Fragment Of “The Castle Builder.”

Fragment Of “The Castle Builder.”

by John Keats

Fragment Of "The Castle Builder."


To-night I’ll have my friar, let me think

About my room, I’ll have it in the pink;

It should be rich and sombre, and the moon,

Just in its mid-life in the midst of June,

Should look thro’ four large windows and display

Clear, but for gold-fish vases in the way,

Their glassy diamonding on Turkish floor;

The tapers keep aside, an hour and more,

To see what else the moon alone can show;

While the night-breeze doth softly let us know

My terrace is well bower’d with oranges.

Upon the floor the dullest spirit sees

A guitar-ribband and a lady’s glove

Beside a crumple-leaved tale of love;

A tambour-frame, with Venus sleeping there,

All finish’d but some ringlets of her hair;

A viol, bow-strings torn, cross-wise upon

A glorious folio of Anacreon;

A skull upon a mat of roses lying,

Ink’d purple with a song concerning dying;

An hour-glass on the turn, amid the trails

Of passion-flower; just in time there sails

A cloud across the moon, the lights bring in!

And see what more my phantasy can win.

It is a gorgeous room, but somewhat sad;

The draperies are so, as tho’ they had

Been made for Cleopatra’s winding-sheet;

And opposite the stedfast eye doth meet

A spacious looking-glass, upon whose face,

In letters raven-sombre, you may trace

Old “Mene, Mene, Tekel Upharsin.”

Greek busts and statuary have ever been

Held, by the finest spirits, fitter far

Than vase grotesque and Siamesian jar;

Therefore ’tis sure a want of Attic taste

That I should rather love a Gothic waste

Of eyesight on cinque-coloured potter’s clay,

Than on the marble fairness of old Greece.
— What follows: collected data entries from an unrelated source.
PR #709, opened 2016-04-03
Fix autostart.

### LINKED ISSUE #698: Remove default at_exit handler?
Celluloid automatically installs an `at_exit` handler when `celluloid` is required, which just calls `Celluloid.shutdown`. Maybe it shouldn't.

With Rails pulling in Celluloid by default now, this becomes pretty onerous. I think it's contributing to #697.

Celluloid has always straddled the line between library and framework. I think most people end up using it as a library, and for them, the default `at_exit` handler probably isn't helping. Furthermore, the shutdown system has some pretty longstanding problems, and unless it works reliably opting anyone who requires `celluloid` in their app probably isn't a good idea.

I would suggest removing the `at_exit` handler and having people who want the shutdown behavior explicitly call `Celluloid.shutdown`

/cc @dhh

ioquatix:
Fixes #698 - suggestions welcome.

### DIFF
--- a/lib/celluloid.rb
+++ b/lib/celluloid.rb
@@ -531,7 +531,3 @@ Celluloid.group_class =
     end
   end
 
-unless defined?($CELLULOID_TEST) && $CELLULOID_TEST
-  Celluloid.register_shutdown
-  Celluloid.init
-end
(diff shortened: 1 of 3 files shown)


tarcieri:
:+1:

ioquatix:
Dude, you have to use the new Facebook emotes.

My table-coverlits of Jason’s fleece

And black Numidian sheep-wool should be wrought,

Gold, black, and heavy, from the Lama brought.

My ebon sofas should delicious be

With down from Leda’s cygnet progeny.

My pictures all Salvator’s, save a few

Of Titian’s portraiture, and one, though new,

Of Haydon’s in its fresh magnificence.

My wine, O good! ’tis here at my desire,

And I must sit to supper with my friar.